Now that we have that out of the way, hope is here! An energetic staff that has put together a terrific incoming recruiting class and the foundation of another strong group for 2015. On campus, the program is stronger than ever, as work has begun on a state-of-the-art training facility that will keep pace with Georgetown's competitors. The new Big East is a work in progress but, importantly, continues to haul in highly rated prospects, has enlisted professional management (a relief from the clown college that hastened the old Big East's demise), and won't be subject to the convulsions of football-animated conference realignment.  JT3 has scheduled around the new Big East, building in difficult non-conference tests and high-profile early-season tournaments.

But the main reason to be excited is that this team is going to be fun. What's fun you say? Well, do you like a bucket-filling lead guard who could drop 30 in any given game (and, at this rate, maybe in a half)? How about a gargantuan human down low who breaks the will of entire opposing front lines? Or maybe you would prefer to take your pick from a stable of long-armed, athletic wings who could bury a three or soar for a rim-rattling dunk?

You don't have to choose! They're all there. D'Vauntes Smith-Rivera will be a beast, coming off a sophomore campaign in which he averaged 17.6 points per game, just short of the highest-scoring output of the JT3 era. DSR improved on every aspect of his game last year, and as a junior may well be the conference played of the year. Jabril Trawick bounced back from a broken jaw and errant jumper to average more than 11 points per game and 38 percent from three during last season's back half, adding crucial perimeter skill to his nasty rim runs. And Smith is eligible, on campus, and reportedly in passable condition, raising the possibility that he'll destroy defenses in the paint.

Between those guards and Smith in the post will be the vaunted freshmen. LJ Peak's outbursts at Kenner League raised expectations that he'll be a true scorer who plays with the mania of Trawick and the .gif-worthy theatrics of Aaron Bowen. Isaac Copeland and Paul White can play either forward position (something no member of last year's Hoyas could do), bringing length and skill that should open up the offense and shore up the defense. Copeland, the five-star gem of the class, has game-changing athleticism, while White figures to distribute the rock and appear in close proximity to terms like "high IQ," "intangibles," and "smooth."  Tre Campbell is a speedy guard who can get up and down if JT3 continues to roll out the press we've seen in larger doses over the past two seasons.

With those reinforcements on the wing and in the front court, other returning players can focus on what they do best. Bowen should be able to finish plays with his boundless energy and athleticism, rather than being asked to create plays off the bounce.  Reggie Cameron should have breathing room to snipe from the perimeter rather than struggling to generate that space for himself. And Mikael Hopkins can return to protecting and finishing at the rim instead of initiating offense from the post.

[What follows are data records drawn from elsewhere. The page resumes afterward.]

PR #2969, opened 2019-09-04
Tweak top and bottom rows

### LINKED ISSUE #2866: StartY and overhangY in top and bottom rows
I added startY and overhangY properties in top and bottom rows in the new rendering to distinguish between the bounding box of a block and the "top edge" and "bottom edge".  The naming and use of the values is pretty clumsy, and I want to figure out what they're good for, annotate them fully, and be able to explain them to anyone else.

### LINKED ISSUE #2945: topRow.populate and bottomRow.populate belong in info
Everything else is populated in info, and Sam has made a good case for wanting to change what's in those rows by renderer type, which also points at putting population in info.

Argument against: mostly that there's already lots of code there.

rachel-fenichel:
## The basics

- [x] I branched from develop

### Resolves
#2866, which helps to fix #2945 

### Proposed Changes

Naming: 
 - overhangY -> descenderHeight (on bottom row)
 - startY -> ascenderHeight/capline (on top row)

Everything else:
 - getElemCenterline now does different things for top and bottom rows.  This might generalize into respecting ascender and descender heights, but I'm not certain.  This makes the debug rectangles render more accurately.
 - Rewrite top- and bottom-row measure to (hopefully) respect min height and min width

### Reason for Changes

- naming we agreed on
- render debug should be accurate
- height and width were often wrong

### Test Coverage
All three renderers work in the playground with a variety of blocks.

### Additional Information
Please scrutinize top row and bottom row measure to make sure min height and width are being respected.


core/renderers/measurables/row_elements.js
```diff
@@ -125,7 +125,7 @@ Blockly.blockRendering.RoundCorner = function(opt_position) {
   this.width = this.constants_.CORNER_RADIUS;
   // The rounded corner extends into the next row by 4 so we only take the
   // height that is aligned with this row.
-  this.height = this.constants_.NOTCH.height;
+  this.height = this.constants_.CORNER_RADIUS / 2;
```
samelhusseini: It would be nice if we could get to a point where the corners store their true height value. 
The corner extending past its row, that statement isn't true for zelos. What's our plan here? Is there value in having this report its real height if the notch height is greater?

rachel-fenichel: Yeah, that gets back to whether anyone other than a notch and hat get ascenders and descenders.

In either case, the notch height should have nothing to do with the corner height.  That was just a convenient way of getting a 4 in the past.

Issue #2956, opened 2019-09-03
Move DARK_PATH_OFFSET into Geras


rachel-fenichel:
The Geras renderer has a dark path, which impacts sizing and placement of connections, among other things, and is accounted for with the DARK_PATH_OFFSET constant.  Other renderers set this constant to zero, but it should just be removed for anyone other than Geras.

RoboErikG:
Could be punted. Low priority cleanup for this release.

PR #2971, opened 2019-09-05
Remove references to dark path offset; fix highlights while dragging

rachel-fenichel:
## The basics

- [x] I branched from develop

### Resolves

Part of #2956 
### Proposed Changes

Remove most references to dark path offset outside of geras.

It's still being used for inline inputs in thrasos, and in the root drawer.  thrasos may need to set it to zero, or (preferred) the root drawer needs to not refer to it at all (all references can be in info instead).

### Reason for Changes

Cleanup


samelhusseini:
Zelos constant sets the DARK_PATH_OFFSET to 0. Should we remove it from there as well?

rachel-fenichel:
Not yet, because it's still used in the InlineInput measurable.

PR #2973, opened 2019-09-05
Use strings instead of arrays for highlight paths

rachel-fenichel:
## The basics

- [x] I branched from develop

### Resolves
Cleanup, toward defining the API for a renderer to know what paths it can change.

### Proposed Changes
Use string concatenation instead of array.push to build up the highlight strings.

### Reason for Changes
String concatentation is faster.  We're already doing this in the drawer.

### Test Coverage
Checked that all three renderers work.  Also rebuilt to add in some missing requires.


core/renderers/geras/highlighter.js
```diff
@@ -81,92 +79,95 @@ Blockly.geras.Highlighter = function(info, pathObject) {
       this.highlightConstants_.JAGGED_TEETH;
 };
 
+Blockly.geras.Highlighter.prototype.getSteps = function() {
```
samelhusseini: jsdoc?

core/renderers/geras/highlighter.js
```diff
@@ -81,92 +79,95 @@ Blockly.geras.Highlighter = function(info, pathObject) {
...
+  return this.steps_;
+};
+
+Blockly.geras.Highlighter.prototype.getInlineSteps = function() {
```
samelhusseini: jsdoc?

rachel-fenichel:
Yes, we're making some changes to PathObject (bigger changes) so that weirdness won't stick around.

PR #2976, opened 2019-09-06
Remove closure base file dependency

samelhusseini:
## The basics

- [x] I branched from develop

### Resolves

Shave off **28KB** from Blockly compressed.

### Proposed Changes

Because we made use of a number of closure's base methods, we had a need to include closure's base file. Since we only use very few of these methods, we can trim down our binary size even further by providing alternatives for the following: 
- goog.inherits
- goog.exportSymbol
- goog.mixin
- goog.require
- goog.provide

``goog.exportSymbol`` and ``goog.mixin`` can be moved to Blockly.utils and re-implemented.

``goog.provide`` and ``goog.require`` are built in and the compiler knows how to handle those. We do need to stub those though, because our [message files](https://github.com/google/blockly/blob/master/msg/js/en.js#L7) include a require and provide call. 

``goog.inherits`` I've toyed with a few ideas of what to do with this one, but the least intrusive solution I came up with was to just inject an implementation of it.

@NeilFraser thoughts?

### Reason for Changes

Less closure (save 28KB)

### Test Coverage

Tested the demos.


core/utils.js
```diff
@@ -622,3 +622,37 @@ Blockly.utils.screenToWsCoordinates = function(ws, screenCoordinates) {
...
 };
+
+/**
+ * Builds an object structure for the provided namespace path, ensuring that
+ * names that already exist are not overwritten. For example:
+ * "a.b.c" -> a = {};a.b={};a.b.c={}
+ * @param {string} name name of the object that this file defines.
+ * @param {*=} opt_object the object to expose at the end of the path.
+ */
+Blockly.utils.exportSymbol = function(name, opt_object) {
```
NeilFraser: Find these comments in our codebase:
// Export symbols that would otherwise be renamed by Closure compiler.

And either replace them with exportSymbol, or delete this function and use the existing approach.  Whatever we do, it should be consistent.

build.py
```diff
@@ -210,6 +210,10 @@ def gen_core(self):
         ("warning_level", "DEFAULT"),
       ]
 
+    # Add Closure provide, require and inherits methods.
+    params.append(("js_code", """var goog=goog||{};goog.provide=function(){};goog.require=function(){};
+goog.inherits=function(a,b){function c(){}c.prototype=b.prototype;a.superClass_=b.prototype;a.prototype=new c;a.prototype.constructor=a;};"""))
```
NeilFraser: Neat idea, but this moves some of our core code into a very unexpected location, build.py.  And it means everyone's build process needs a similar hack added.

build.py
```diff
@@ -210,6 +210,10 @@ def gen_core(self):
         ("warning_level", "DEFAULT"),
       ]
 
+    # Add Closure provide, require and inherits methods.
+    params.append(("js_code", """var goog=goog||{};goog.provide=function(){};goog.require=function(){};
```
NeilFraser: I don't see any goog.provide or goog.require in the compressed files.  Why are these needed?

samelhusseini: It's there: https://github.com/google/blockly/blob/master/blockly_compressed.js#L7
We need it for our message files as they have provide/require calls eg: [here](https://github.com/google/blockly/blob/master/msg/js/en.js). and are included as is in html files eg: [here](https://github.com/google/blockly/blob/master/demos/fixed/index.html#L8)

samelhusseini: We also have calls to require/provide in our custom fields in demos, but I know we can get rid of those. I'm just not sure about the message files, does Blockly games need the call to require/provide in order to bundle message files?

core/utils.js
samelhusseini: Nice, done.

core/utils.js
```diff
@@ -622,3 +622,37 @@ Blockly.utils.screenToWsCoordinates = function(ws, screenCoordinates) {
...
+      cur = cur[part] = {};
+    }
+  }
+};
+
+
+/**
+ * Copies all the members of a source object to a target object.
+ * @param {Object} target Target.
+ * @param {Object} source Source.
```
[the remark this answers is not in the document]
samelhusseini: Done.

build.py
samelhusseini: I'm happy moving these to a `base.min.js` file or something so they're on their own and under `closure/goog/`, but I can't think of a way to have them defined in `core/` and not have to:
- reimplement provide/require (as we need it in there for the reasons outlined in the PR description)
- have a need to depend (ie: require) on a "base" file anywhere we do a `goog.inherit`.
If we think of this patch as a way to make our code work with the closure compiler, then the build script is the appropriate place to patch them in.
For example, we have similar code [here](https://github.com/google/blockly/blob/master/build.py#L255) and [here](https://github.com/google/blockly/blob/master/build.py#L283).

core/utils.js
```diff
@@ -622,3 +622,37 @@ Blockly.utils.screenToWsCoordinates = function(ws, screenCoordinates) {
   var finalOffsetMainWs = finalOffsetPixels.scale(1 / ws.scale);
   return finalOffsetMainWs;
 };
+
+/**
+ * Builds an object structure for the provided namespace path, ensuring that
+ * names that already exist are not overwritten. For example:
+ * "a.b.c" -> a = {};a.b={};a.b.c={}
+ * @param {string} name name of the object that this file defines.
+ * @param {*=} opt_object the object to expose at the end of the path.
```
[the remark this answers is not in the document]
samelhusseini: Fixed.

gulpfile.js
```diff
@@ -83,6 +83,14 @@ function prependHeader() {
   return gulp.insert.prepend(`// Do not edit this file; automatically generated by gulp.\n`);
 }
 
+/**
+ * Helper method for prepending Google closure methods used in Blockly.
```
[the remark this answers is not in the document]
samelhusseini: Fixed.

demos/custom-fields/pitch/field_pitch.js
```diff
@@ -29,6 +29,7 @@ goog.provide('CustomFields.FieldPitch');
 goog.require('Blockly.FieldTextInput');
 goog.require('Blockly.utils.math');
 
+var CustomFields = {};
```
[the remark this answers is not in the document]
samelhusseini: Fixed.

build.py
samelhusseini: Discussed offline, we'll go ahead and remove the require/provide calls in the built message files.

core/workspace.js
```diff
@@ -791,10 +791,11 @@ Blockly.Workspace.getAll = function() {
...
 
 // Export symbols that would otherwise be renamed by Closure compiler.
-Blockly.Workspace.prototype['clear'] = Blockly.Workspace.prototype.clear;
-Blockly.Workspace.prototype['clearUndo'] =
-    Blockly.Workspace.prototype.clearUndo;
-Blockly.Workspace.prototype['addChangeListener'] =
-    Blockly.Workspace.prototype.addChangeListener;
-Blockly.Workspace.prototype['removeChangeListener'] =
-    Blockly.Workspace.prototype.removeChangeListener;
+Blockly.utils.exportSymbol('Blockly.Workspace.prototype.clear',
```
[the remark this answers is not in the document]
samelhusseini: Discussed offline, will use @export instead.

build.py
samelhusseini: Going to go ahead with Blockly.utils.object.inherits....

samelhusseini:
@NeilFraser this is ready for a final review.

tests/compile/main.js
```diff
@@ -1,6 +1,6 @@
 goog.provide('Main');
-// Messages (in some language)
-goog.require('Blockly.Msg.en');
+// Messages
+goog.require('Blockly.Msg');
```
NeilFraser: Why is this needed?

samelhusseini: Yep, removed.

The schedule also offers plenty of excitement. The non-conference slate features a test against highly ranked Kansas, a dimmer-switch worthy showdown against Indiana, and three days in paradise at the Battle 4 Atlantis, beginning with a clash against Florida. Georgetown will enter conference play battle-tested and ready for a Big East that looks wide open after Villanova. (I know, I know, the home schedule sucks. Also, winter is cold.)

We'll take a deeper dive into each of these elements as the season draws nearer. For now, let's just savor the possibility that, after years of turmoil, this season might be fun.